In 2019, Zarif said his country had obtained a “Ph.D. in sanctions busting,” which is a pretty much realistic statement. Sanctioned nations, when facing mounting international isolation, insulate themselves from external coercion, cobble together autarkies that can cater to the barebones needs of their populace to survive, and eventually prove resistant to the fluctuations of global trade without being affected radically.
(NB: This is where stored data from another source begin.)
Issue #1802, opened 2026-07-17
Per-source historical price support (follow-up to #1794)


robcohen:
#1794's fix gave Yahoo real historical support and made every latest-only source **refuse** `--date` instead of mislabeling the latest quote. This tracks upgrading refusal → real support where the provider APIs allow it:

| Source | Provider historical API | Notes |
|--------|------------------------|-------|
| coinbase | `GET /v2/prices/{pair}/spot?date=YYYY-MM-DD` | Straightforward |
| ratesapi | `exchangerate.host/YYYY-MM-DD?base=X&symbols=Y` | Straightforward |
| quandl | `start_date`/`end_date` dataset params | Already returns dated rows |
| alphavantage | `TIME_SERIES_DAILY` | Free tier is rate-limited |
| coincap / coinmarketcap | history endpoints (interval params) | CoinMarketCap historical requires a paid tier — may stay refusal |
| oanda | historical rates need a different product | May stay refusal |
| ecb | 90-day XML feed (`eurofxref-hist-90d.xml`) | Covers recent history only |
| eastmoneyfund | NAV history endpoint | |
| tsp | share-price CSV history | |

Semantics for each: fetch a window ending at the requested date, emit the last quote **on or before** it under the **quote's own date**, hard error when none (the beanprice `get_historical_price` contract, as now implemented for Yahoo).

Also from #1794's closing observation: the bean-price compat harness validates commodity discovery and source resolution but not quote correctness. A mock-HTTP fixture harness for the source implementations (record real provider responses, replay in CI) would let these behaviors regression-test without network — candidate for the testing roadmap.

🤖 Generated with [Claude Code](https://claude.com/claude-code)

robcohen:
Researched how beanprice, pricehist, Finance::Quote, and ccxt architect multi-provider price fetching (primary sources, verified against code). Proposal for the architecture before porting sources down the table above:

[...]

PR #1804, opened 2026-07-18
feat: historical support for the five remaining sources (#1802)

robcohen:
## What

Ports the five remaining #1802 table rows onto the window primitive from #1803. After this, only coincap, coinmarketcap, and oanda remain latest-only (paid-tier / product-gap questions per the issue).

| Source | Historical mechanism | Coverage |
|--------|---------------------|----------|
| ecb | SDMX data API `startPeriod`/`endPeriod` — the full EU-reference series, not just the 90-day XML feed the issue anticipated | `Since(1999-01-04)` |
| alphavantage | `TIME_SERIES_DAILY` (stock tickers; compact/full outputsize by window age). Forex/crypto ticker forms refuse **hermetically** before any network I/O, pointing at ratesapi/coinbase | `Full` |
| quandl | `start_date`/`end_date` dataset slice; the row parser generalizes to all rows | `Full` |
| tsp | the single-payload history endpoint sliced to the window | `Full` |
| eastmoneyfund | `f10/lsjz` NAV history with `startDate`/`endDate` (and the Referer header the API requires) | `Full` |

Design notes, applying the #1801/#1803 review lessons up front:

- **ECB cross-rates over a window are a per-date join** of the two legs — the latest path's leg-date-mismatch bail has no historical counterpart, because unjoined days (a frozen HRK/RUB series) simply produce no point and the dispatch's on-or-before selection works with what joined.
- **Skip, never today-label**: every parser skips observations with missing dates or unparsable values rather than falling back to a clock date — a today-fallback on a historical row would be discarded by the on-or-before selection and turn a served value into a spurious no-quote error.
- **Every parser is fixture-tested without HTTP** (`parse_series`, `parse_daily_series`, `parse_history`, plus URL-form pins for all five) — the parse/fetch split from #1803 makes this nearly free.

## How to test

`cargo test -p rustledger price` (626 tests, all hermetic). Live smoke: `rledger price EUR -c USD -s ecb --date 2024-06-14`, `rledger price AAPL -s alphavantage --date 2024-06-14` (needs API key), `rledger price 000001 -s eastmoneyfund --date 2024-06-14`.

Part of #1802. Follow-ups still tracked there: typed `SourceError`, window write-through into the price cache, mock-HTTP fixture harness.

https://claude.ai/code/session_013gJH7uBBF9Xw9et9QFRcsU

### DIFF
--- a/crates/rustledger/src/cmd/price/sources/alphavantage.rs
+++ b/crates/rustledger/src/cmd/price/sources/alphavantage.rs
@@ -2,7 +2,7 @@
 //!
 //! Fetches stock, forex, and crypto prices from Alpha Vantage.
 
-use super::{PricePair, PriceSource, user_agent};
+use super::{DateWindow, HistoricalCoverage, PricePair, PricePoint, PriceSource, user_agent};
 use crate::cmd::price::PriceResponse;
 use anyhow::{Context, Result};
 use rust_decimal::Decimal;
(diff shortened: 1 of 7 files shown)


robcohen:
**Round-1 deep review** (25 agents, adversarial verification): 10 findings (9 confirmed, 1 plausible hardened), all addressed in e82f9f78.

1. **ECB empty windows violated the `fetch_window` contract**: the SDMX API answers an empty selection with HTTP 404, which surfaced as a raw transport error instead of the dispatch's clean no-quote message — a frozen HRK window read as a network outage. 404 now maps to the contract's empty vec.
2. **alphavantage could serve a live in-progress bar as a settled close**: the dispatch's past-vs-today split uses the local calendar while `TIME_SERIES_DAILY` days are US/Eastern — a UTC+8 user's local "yesterday" can be the still-open US session. The window path now drops the Eastern-today bar (pure helper, unit-tested).
3. **URL-parameter injection closed at the dispatch**: tickers/currencies flow into provider URLs unescaped in every source, and a crafted ticker (`000001&endDate=2019-01-01` from shared-ledger `price:` metadata) could rewrite the window parameters. `reject_url_metacharacters` now guards both values once, canonically, before any routing — real ticker shapes (`BRK.B`, `CRYPTO:BTC`, `WIKI/AAPL`, `EURUSD=X`) pass, and the pre-existing latest-path exposure closes with it.
4. **Two latest-path regressions restored**: the series refactors had dropped the LATEST-fetch today-fallback for undateable rows in ecb and quandl, turning rates main served into misleading hard errors. Both parsers now take an explicit undated-fallback (today on the latest path, skip on the historical path — the same split `feed_date_or` documents).
5. **eastmoneyfund hardening**: `DWJZ` parses via the canonical `price_decimal_from_json` (string *and* number shapes, like every sibling parser); `ErrCode` tolerates string typing; and windows wider than one 49-entry page refuse explicitly instead of silently truncating (paging can come with a real consumer).
6. **The dispatch-level hermetic pin is restored**: `dated_forex_refuses_through_the_dispatch` exercises alphavantage's forex refusal through `fetch_price`, not just a direct `fetch_window` call — a future dispatch reorder can't silently unhermeticize it.
7. **Canonical-function discipline**: the three inline date slice-and-parse copies (quandl/tsp/eastmoneyfund) now call the new strict `feed_date` helper, which `feed_date_or` delegates to.

628 tests green, clippy/doc clean.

In the case of Russia, what needs to be done to ensure its harrowing military expedition in Ukraine comes to an end and its bellicosity is rectified is building on a combination of diplomacy, exclusion, and legal action. In this context, exclusion is substantively different from isolation. Russia’s membership in international organizations that give it the clout it currently maintains in world affairs is a prerogative it should be deprived of. Ousting Russia from the United Nations Human Rights Council and the Council of Europe were effective first steps.

Chapter 18 of the U.N. Charter includes provisions to amend the charter, which requires the vote of a two-thirds supermajority of General Assembly members for adoption. A consensus amendment can serve as a pathway to expelling Russia from the U.N. Security Council as a permanent member. After all, Russia is now in breach of different sections of the U.N. Charter by seriously jeopardizing global peace and security.
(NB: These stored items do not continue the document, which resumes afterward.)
Issue #1766, opened 2026-07-12
WIT contract: entries-accepting surfaces classify/render with default ledger options


robcohen:
Design-debt tracker from the 2026-07 WIT deep-dive review.

Every surface that accepts already-loaded directives instead of source text runs with **default ledger options**, because the contract has no way to carry them alongside an entry list:

- `builder.query-entries` — `AccountTypes::default()`, so POSSIGN misclassifies renamed-root ledgers (the L5 note in convert.rs).
- `session.from-entries` — held entries carry no options (documented at the constructor).
- `format.format-loaded` (3.6.0) — `FormatConfig::default()`, ignoring `display-precision`/`render-commas`.

The debt compounds with each new entries-accepting function. Candidate designs, roughly in order of appeal:

1. **Session-held options**: `session.from-entries-with-options(entries, options: ledger-options)` (additive), making the session the canonical carrier — new entry-consuming capability then goes resource-first and inherits options for free.
2. Optional `options` parameter on each free function — additive but N repetitions of the same fix.
3. A breaking 4.0 that removes the free-function tier and makes the session the only entries surface.

Related: the free functions `builder.filter`/`clamp`/`query-entries` duplicate session methods; if (1) lands, their docs should soft-deprecate them in favor of the session.

🤖 Generated with [Claude Code](https://claude.com/claude-code)

robcohen:
PR #1805 implements design 1: WIT 3.7.0 adds session.from-entries-with-options(entries, options), making the session the canonical options carrier. query now classifies with the ledger's own name-* roots (the L5 POSSIGN note), info() echoes the provided options, and the builder free functions are doc-soft-deprecated in favor of the session.

Two scope corrections from implementation, so this issue stays accurate:

1. The format-loaded row is deeper than an options-threading gap: the rendering pipeline (FormatConfig is alignment+indent only; canonicalize_directives takes no DisplayContext) has no display-precision/render-commas machinery anywhere, CLI included. A session.format honoring those options first needs the formatter to grow precision support — leaving that tracked here rather than shipping a method that ignores the options it advertises.

2. session.clamp's synthesized Equity:Opening-Balances accounts looked like the same debt, but ops::clamp hardcodes them for ALL callers (from-source sessions and the CLI too) — a global gap needing an ops-level config, not an entries-surface asymmetry. Worth its own line item.

rustfava adoption (passing load-time options into the filtered-query path) rides the next release train.

robcohen:
[...]

PR #1807, opened 2026-07-18
feat: formatter honors per-currency display precision (#1766)

robcohen:
## What

The remaining #1766 blocker: the rendering pipeline had **no precision machinery anywhere** (CLI included), which is why `format-loaded` couldn't honor `display-precision` and `session.format` was deliberately not shipped in #1805. This PR grows it at the canonical layer:

- `FormatConfig` gains `number_display: Option<DisplayContext>` — reusing the canonical precision machinery the query/report renderers already use (per-currency fixed precisions from `option \"display_precision\"` + observed distributions), rather than duplicating it.
- Every amount/cost/price number emission flows through one `render_number` chokepoint and config-threaded formatters, so the two behaviors (context-padded vs historical own-scale) cannot drift per call site. `None` is byte-identical to the historical rendering.
- **Deliberate decision**: thousands separators are NOT emitted in ledger text even when the context has `render_commas` — canonical form carries no separators (the CST canonicalizer strips them by definition, matching `bean-format`), and `render_number` strips any grouping so direct emitters agree byte-for-byte with the canonicalize shim. Commas remain a report/query display concern, honored where they always were. This surfaced from a failing test: pass 1 emitted `1,234.50`, pass 2 canonicalized it away — the test now pins the resolved semantics.
- Bare interpolation-target numbers (no currency) keep their own scale.

## Tests

Core `render_number` + directive-threading tests; a parser-level test pins precision padding through the two-pass canonicalize shim and byte-fidelity under the default config. Full workspace green (3937 tests).

## Next

The follow-up PR adds WIT `session.format` building the `DisplayContext` from held options — completing #1766's format surface.

Part of #1766.

https://claude.ai/code/session_013gJH7uBBF9Xw9et9QFRcsU

### DIFF
--- a/crates/rustledger-core/src/directive.rs
+++ b/crates/rustledger-core/src/directive.rs
@@ -1981,7 +1981,13 @@ mod tests {
     fn meta_value_int_display_and_kind() {
         assert_eq!(MetaValue::Int(42).to_string(), "42");
         assert_eq!(MetaValue::Int(-7).to_string(), "-7");
-        assert_eq!(crate::format::format_meta_value(&MetaValue::Int(42)), "42");
+        assert_eq!(
+            crate::format::format_meta_value(
+                &MetaValue::Int(42),
+                &crate::format::FormatConfig::default()
+            ),
+            "42"
+        );
         assert_eq!(meta_value_kind(&MetaValue::Int(0)), "int");
     }
 
--- a/crates/rustledger-core/src/display_context.rs
+++ b/crates/rustledger-core/src/display_context.rs
@@ -419,27 +419,6 @@ impl DisplayContext {
     /// precision via `round_dp(dp)`. That was correct for under-scale
     /// padding but wrong for over-scale truncation — it lost
     /// arithmetic precision that bean-query preserved (closes #1103).
-    /// Ledger-text variant of [`Self::format`] (#1766): pads a TRACKED
-    /// currency's value to the tracked precision (never rounding an
-    /// over-precise value away), and returns an UNTRACKED currency's
-    /// value at its own scale, byte-faithful — no `normalize()`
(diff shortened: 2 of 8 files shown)


robcohen:
**Deep review** (24 agents, adversarial verification): 10 findings, all addressed in 6a3dfe15 + 86909fac.

The one real correctness bug: **untracked currencies lost trailing zeros**. `render_number` went through `DisplayContext::format`, whose untracked branch calls `normalize()` — so with a context tracking only USD, a `100.50 EUR` posting reformatted to `100.5 EUR`, silently widening the balance assertion's implicit tolerance 10×. Fixed with a new `DisplayContext::format_plain`: tracked currencies pad (never round), untracked currencies stay byte-faithful, and separators are never emitted — which also deletes the comma add-then-strip inefficiency outright.

The chokepoint now genuinely covers every number: **balance tolerances** render with the amount's currency precision (mixed precision on one line read as a typo), and **amount-typed metadata and custom-directive values** thread through `format_amount_with` (the config now flows through `format_meta_value`/`metadata_lines`, with posting metadata keeping its deeper indent).

Also fixed: a doc splice that had cut `format_directives`' rustdoc in half and attached its head to `render_number` (both restored, and the pad-never-round / untracked-faithful semantics documented at the field, the chokepoint, and `format_plain`); `format_incomplete_amount` calls the canonical instead of re-deriving it; dead `format_amount` removed; constructors use `..Self::default()`; exact-equality asserts replace substring proxies; and a new parser-level drift guard pins padded **cost and price** numbers surviving the canonicalize shim's pass 2 (proving the CST re-canonicalization preserves trailing zeros) plus pass-1/shim agreement on rendered numbers.

Workspace green (3938 tests), clippy/doc clean.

Countries that agree Russia’s gambit in Ukraine cannot be condoned should consider revoking the diplomatic immunity of Putin and other high-ranking officials. Membership in international forums and the freedom to travel to different countries are privileges that rake in substantial legitimacy for the Russian authorities, and they can be denied these benefits if the world acts concertedly. If members of the Russian government are declared persona non grata in stages, they can potentially face judicial consequences while abroad.

These are some of the options that the international community can leverage to reprove Russia and ensure the war in Ukraine is extinguished before it engenders future cycles of bloodshed. If these alternatives are enforced prudently, the Kremlin will figure out the costs of continued warmongering. Yet they shouldn’t be seen as a magic wand that can be waved to quickly restore normalcy to a world whose geopolitical equations have been upended and that will look fundamentally different moving forward.